» Extracted records:

PR #11229, opened 2025-12-01
[VL] Support pass unmapped dynamic and static configs to Velox 

Yohahaha:

Avoid re-compile and publish whole project when we need overwrite some configs in prod env.


Yohahaha:
@Zouxxyy @liujiayi771

kerwin-zk (approved):

cpp/velox/utils/ConfigExtractor.cc
```diff
@@ -237,6 +237,8 @@ std::shared_ptr<facebook::velox::config::ConfigBase> createHiveConnectorSessionC
       conf->get<bool>(kParquetUseColumnNames, true) ? "true" : "false";
   configs[facebook::velox::connector::hive::HiveConfig::kOrcUseColumnNamesSession] =
       conf->get<bool>(kOrcUseColumnNames, true) ? "true" : "false";
+
+  overwriteVeloxConf(conf.get(), configs, kDynamicBackendConfPrefix);
```
zhouyuan, line 241: Would this introduce some redundant config set?

Yohahaha: only works for unmapped configs, mapped configs use spark defined name.

PR #11233, opened 2025-12-01
[VL] Disable Parquet metadata validation by default due to performance regression

zhztheplayer:
Performance regressions is [found](https://github.com/apache/incubator-gluten/pull/11117#issuecomment-3587911637) in PR https://github.com/apache/incubator-gluten/pull/11117. We should disable the validation by default temporarily.


gluten-substrait/src/main/scala/org/apache/gluten/config/GlutenConfig.scala
```diff
@@ -1569,6 +1576,14 @@ object GlutenConfig extends ConfigRegistry {
       .checkValue(_ > 0, s"must be positive.")
       .createWithDefault(10)
 
+  val ENCRYPTED_PARQUET_FALLBACK_ENABLED =
```
jinchengchenghh, line 1579: Could we use one config for all the detect?

jinchengchenghh:
Please run the gen-config shell script

gluten-substrait/src/main/scala/org/apache/gluten/config/GlutenConfig.scala
zhztheplayer: I think it's feasible but we'd open a new PR to remove. I suspect there're still users relying on the old option.

zhztheplayer:
cc @Yohahaha

Yohahaha:
```
def validateMetadata(): Option[String] = {
      if (format != ParquetReadFormat || rootPaths.isEmpty) {
        // Only Parquet is needed for metadata validation so far.
        return None
      }
      val fileLimit = GlutenConfig.get.parquetMetadataFallbackFileLimit
        .max(GlutenConfig.get.parquetEncryptionValidationFileLimit)
      val parquetOptions = new ParquetOptions(CaseInsensitiveMap(properties), SQLConf.get)
      val parquetMetadataValidationResult =
        ParquetMetadataUtils.validateMetadata(
          format,
          rootPaths,
          hadoopConf,
          parquetOptions,
          fileLimit)
      parquetMetadataValidationResult.map(
        reason => s"Detected unsupported metadata in parquet files: $reason")
    }
```

The issue still exists, the rootPaths maybe huge in large partition table, too many list call happens..

FelixYBW:
I noted performance regression in our perf test. driver spends about 12s before each queries.

FelixYBW:
@Yohahaha would you submit a quick fix? Or I can revert the two PRs tomorrow. Revert has conflict now.

It's too bad our perf track is disabled recently.

@zhztheplayer @jinchengchenghh can we cache the infor for each table after first time sample? not only this parquet metadata validation but all other samples like check codec.

also, we can save the info to delta/iceberg.

FelixYBW:
Sorry, just noted your fix. #11307

PR #11953, opened 2026-04-17
[VL] Fix shallow CreateNamedStruct detection in CollapseProjectExecTransformer

acvictor:
`containsNamedStructAlias` in `CollapseProjectExecTransformer` guards against collapsing project nodes when `CreateNamedStruct` is present, since Velox generates a special obj output that breaks bind reference resolution after collapse. The existing pattern match only detects `CreateNamedStruct` as the direct child of `Alias` and misses `CreateNamedStruct` nested inside any wrapper expression like `If`, `CaseWhen` allowing unsafe collapse that causes Velox bind reference failures at runtime. This PR uses `expression.exists` to walk the full subtree.

## How was this patch tested?
Existing UT

No


liujiayi771:
@acvictor Thanks for the fix. Could you add a test case for that error case, if possible?

jinchengchenghh (approved):
Thanks for your fix!

acvictor:
> @acvictor Thanks for the fix. Could you add a test case for that error case, if possible?

Added UTs for all Spark versions.

PR #11974, opened 2026-04-21
[VL] Remove unused libprotobuf.so.32 from shared library loaders and build script

liujiayi771:
## Summary

`libvelox.so` no longer depends on `libprotobuf.so.32` (verified via `ldd`). This PR removes the unnecessary loading and copying of this library:

- Remove `loader.loadAndCreateLink("libprotobuf.so.32", "libprotobuf.so")` from all 8 OS-specific `SharedLibraryLoader` implementations (CentOS 7/8/9, Ubuntu 20.04/22.04, Debian 11/12, openEuler 24.03)
- Remove `libprotobuf.so.32` from `cp` commands in `dev/build-thirdparty.sh` for CentOS 7, Debian 11/12, and openEuler 24.03
- Add missing `libgeos.so.3.10.7` to `process_setup_centos_8` in `dev/build-thirdparty.sh` to align with its `SharedLibraryLoaderCentos8`

## Test plan

- [x] Verify `ldd libvelox.so` does not show `libprotobuf.so.32` dependency
- [x] Build and run on CentOS 8 to confirm no missing library errors


philo-he (approved):
Looks good. Thank you!
It appears that the static protobuf lib is linked, so we don't need to consider the shared lib in the thirdparty build script and shared lib loading.

PR #11983, opened 2026-04-24
[VL] Move glog initialization before first LOG() call in  VeloxBackend::init

acvictor:

`LOG(INFO)` was called before `google::InitGoogleLogging()`, which is undefined behavior. This PR moves glog setup to immediately after `backendConf_` is available, ensuring all subsequent `LOG()` calls are safe.

## How was this patch tested?

Exisitng UTs

No


Yohahaha (approved):
LGTM! but I dont really realize what UB will happened, have you encounter such case?

acvictor:
> LGTM! but I dont really realize what UB will happened, have you encounter such case?

I got one crash while printing configs during testing that I could not reproduce. This was the only explanation I could see.

Issue #11635, opened 2026-02-20
ColumnarPartialProject not take effect when the parent is also ProjectExec


wecharyu:
### Description

https://github.com/apache/incubator-gluten/pull/9026 adds `ColumnarPartialProject` when the parent is also columnar, but it should be added when the parent supports partial fallback. Here is a simple example with nested `ProjectExec`:
```sql
select plus_one(col1) as col2, l_partkey from (
  select plus_one(l_orderkey) as col1, l_partkey from lineitem
)
```
```bash
== Physical Plan ==
*(1) Project [if (isnull(col1#73L)) null else plus_one(knownnotnull(col1#73L)) AS col2#74L, l_partkey#1L]
+- *(1) Project [if (isnull(l_orderkey#0L)) null else plus_one(knownnotnull(l_orderkey#0L)) AS col1#73L, l_partkey#1L]
   +- VeloxColumnarToRow
      +- ^(1) BatchScanExecTransformer parquet file:/root/workspace/gluten-community/backends-velox/target/scala-2.13/test-classes/tpch-data-parquet/lineitem[l_orderkey#0L, l_partkey#1L] ParquetScan DataFilters: [], Format: parquet, Location: InMemoryFileIndex(1 paths)[file:/root/workspace/gluten-community/backends-velox/target/scala-2.13..., PartitionFilters: [], PushedAggregation: [], PushedFilters: [], PushedGroupBy: [], ReadSchema: struct<l_orderkey:bigint,l_partkey:bigint> RuntimeFilters: [] NativeFilters: []
```

There is a full C2R fallback even if the two `ProjectExec` supports partial projection.

### Gluten version

main branch

jinchengchenghh:
Do you know why the Spark CollapseProject rule cannot take effect? Usually, there should be only one Project.

wForget:
> Do you know why the Spark CollapseProject rule cannot take effect? Usually, there should be only one Project.

CollapseProject rule does not always work, see: https://issues.apache.org/jira/browse/SPARK-36718

PR #11988, opened 2026-04-26
[GLUTEN-11635][FOLLOW-UP] Respect partial fallback configs when checking node support

wecharyu:
Minor follow up for https://github.com/apache/gluten/pull/11637.

## How was this patch tested?

Add UT.

No.

Related issue: #11635

### DIFF
--- a/backends-velox/src/main/scala/org/apache/gluten/extension/PartialFallback.scala
+++ b/backends-velox/src/main/scala/org/apache/gluten/extension/PartialFallback.scala
@@ -16,6 +16,8 @@
  */
 package org.apache.gluten.extension
 
+import org.apache.gluten.config.GlutenConfig
+
 import org.apache.spark.sql.catalyst.rules.{Rule, RuleExecutor}
 import org.apache.spark.sql.execution.{GenerateExec, ProjectExec, SparkPlan}
 import org.apache.spark.sql.internal.SQLConf
@@ -37,8 +39,9 @@ case class PartialFallbackRules() extends Rule[SparkPlan] {
 }
 
 object PartialFallback {
-  def supportPartialFallback(plan: SparkPlan): Boolean = {
-    plan.isInstanceOf[ProjectExec] ||
-    plan.isInstanceOf[GenerateExec]
+  def supportPartialFallback(plan: SparkPlan): Boolean = plan match {
+    case _: ProjectExec => GlutenConfig.get.enableColumnarPartialProject
+    case _: GenerateExec => GlutenConfig.get.enableColumnarPartialGenerate
+    case _ => false
   }
 }
--- a/backends-velox/src/test/scala/org/apache/spark/sql/execution/GlutenHiveUDFSuite.scala
+++ b/backends-velox/src/test/scala/org/apache/spark/sql/execution/GlutenHiveUDFSuite.scala
@@ -162,14 +162,28 @@ class GlutenHiveUDFSuite extends GlutenQueryComparisonTest with SQLTestUtils {
       val plusOne = udf((x: Long) => x + 1)
       spark.udf.register("plus_one", plusOne)
       sql(s"CREATE TEMPORARY FUNCTION noInputUDTF AS '${classOf[NoInputUDTF].getName}'")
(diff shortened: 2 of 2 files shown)


zml1206 (approved):
lgtm

backends-velox/src/main/scala/org/apache/gluten/extension/PartialFallback.scala
```diff
@@ -37,8 +39,9 @@ case class PartialFallbackRules() extends Rule[SparkPlan] {
 }
 
 object PartialFallback {
-  def supportPartialFallback(plan: SparkPlan): Boolean = {
-    plan.isInstanceOf[ProjectExec] ||
-    plan.isInstanceOf[GenerateExec]
+  def supportPartialFallback(plan: SparkPlan): Boolean = plan match {
+    case _: ProjectExec => GlutenConfig.get.enableColumnarPartialProject
```
philo-he, line 43: I noticed the following code already performs this check before PartialFallback.supportPartialFallback is called. Is this a duplicate?


https://github.com/apache/gluten/blob/f0a3df894481d0db844bb7943b59b063e08b26a1/backends-velox/src/main/scala/org/apache/gluten/extension/PartialProjectRule.scala#L28

backends-velox/src/main/scala/org/apache/gluten/extension/PartialFallback.scala
```diff
@@ -37,8 +39,9 @@ case class PartialFallbackRules() extends Rule[SparkPlan] {
...
+    case _: GenerateExec => GlutenConfig.get.enableColumnarPartialGenerate
```
philo-he, line 44: Ditto.

philo-he (commented):
One comment. Please check if it makes sense. Thank you.

backends-velox/src/main/scala/org/apache/gluten/extension/PartialFallback.scala
zml1206: I think this is to handle situations where the parent and child are different; one is ProjectExec, and the other is GenerateExec.

philo-he: I meant the check for config. Am I missing something?

zml1206: The rule-level check only controls whether that specific rule runs. `supportPartialFallback` is used when checking whether a parent SparkPlan can be used as a partial-fallback boundary by another rule.

In nested cases, `PartialGenerateRule` may inspect a `ProjectExec` parent, and `PartialProjectRule` may inspect a `GenerateExec` parent. Without checking the corresponding config in `supportPartialFallback`, a disabled partial fallback type can still be considered a supported boundary indirectly.

philo-he: I see. It's cross referenced. Thanks.

backends-velox/src/test/scala/org/apache/spark/sql/execution/GlutenHiveUDFSuite.scala
```diff
@@ -162,14 +162,28 @@ class GlutenHiveUDFSuite extends GlutenQueryComparisonTest with SQLTestUtils {
...
+                |)""".stripMargin,
+              noFallBack = enablePartialProject
+            ) {
+              df =>
+                val executedPlan = getExecutedPlan(df)
+                assert(
+                  executedPlan.exists(_.isInstanceOf[ColumnarPartialProjectExec]) ==
+                    enablePartialProject)
+                assert(
+                  executedPlan.exists(_.isInstanceOf[ColumnarPartialGenerateExec]) ==
```
philo-he: Can we also test the case that ENABLE_COLUMNAR_PARTIAL_GENERATE is disabled?

wecharyu: Done.

philo-he (approved):
Thanks.

PR #11992, opened 2026-04-27
[VL] Support case-insensitive celeborn shuffle manager detection

kerwin-zk:

Support case-insensitive celeborn shuffle manager detection

## How was this patch tested?

CI


zml1206 (approved):
lgtm

PR #11996, opened 2026-04-27
[CORE] Upgrade Paimon to 1.4.1

Zouxxyy:

- Upgrade default Paimon version from 1.2.0 to 1.4.1
- Remove hardcoded Paimon 1.3.0 from Spark 4.0 and Spark 4.1 profiles to inherit from the default
- Fix Paimon artifact name to include the Scala binary version suffix (`_${scala.binary.version}`) as required by Paimon 1.3+

## How was this patch tested?

Existing tests.

No.

### DIFF
--- a/.github/workflows/velox_backend_x86.yml
+++ b/.github/workflows/velox_backend_x86.yml
@@ -1269,7 +1269,7 @@ jobs:
           export JAVA_HOME=/usr/lib/jvm/java-17-openjdk
           export PATH=$JAVA_HOME/bin:$PATH
           java -version
-          $MVN_CMD clean test -Pspark-4.0 -Pscala-2.13 -Pjava-17 -Pbackends-velox -Pdelta \
+          $MVN_CMD clean test -Pspark-4.0 -Pscala-2.13 -Pjava-17 -Pbackends-velox -Pdelta -Ppaimon \
           -Pspark-ut -DargLine="-Dspark.test.home=/opt/shims/spark40/spark_home/" \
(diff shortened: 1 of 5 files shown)


philo-he:
Thanks for the PR. Is this Paimon version fully compatible with Spark 3.3, 3.4, 3.5? Could you find any official doc for reference?

We have a release script to enable Paimon for these old Spark releases. I am wondering if we can still build Gluten release like this after the bump. Not sue if the Gluten CI has a sufficient validation.

https://github.com/apache/gluten/blob/main/dev/release/build-release.sh

Zouxxyy:
Paimon has been carefully maintaining backward compatibility with Spark versions starting from 3.2. According to the [official documentation](https://paimon.apache.org/docs/1.4/spark/quick-start/), Paimon 1.4.1 supports Spark 3.2, 3.3, 3.4, 3.5, and 4.0. The 3.x series is built with JDK 8 by default, while 4.x uses JDK 17.

Regarding CI coverage: Spark 3.3/3.4/3.5 UT jobs all include `-Ppaimon` in the Velox backend workflow. Spark 4.0 did not have Paimon enabled in CI, so I've added `-Ppaimon` to both the `spark-test-spark40` and `spark-test-spark40-slow` jobs.

For the release script (`dev/release/build-release.sh`), Spark 3.3/3.4/3.5 all build with `-Ppaimon`. I've also added `-Ppaimon` for Spark 4.0 in the release script to keep it consistent.

philo-he (approved):
Looks good. Thank you. cc @zhouyuan

zhouyuan (approved):
👍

» Your instructions:
Using the entries above, return each line in which the word "Please" occurs.

» Answer to this task:
Please run the gen-config shell script
One comment. Please check if it makes sense. Thank you.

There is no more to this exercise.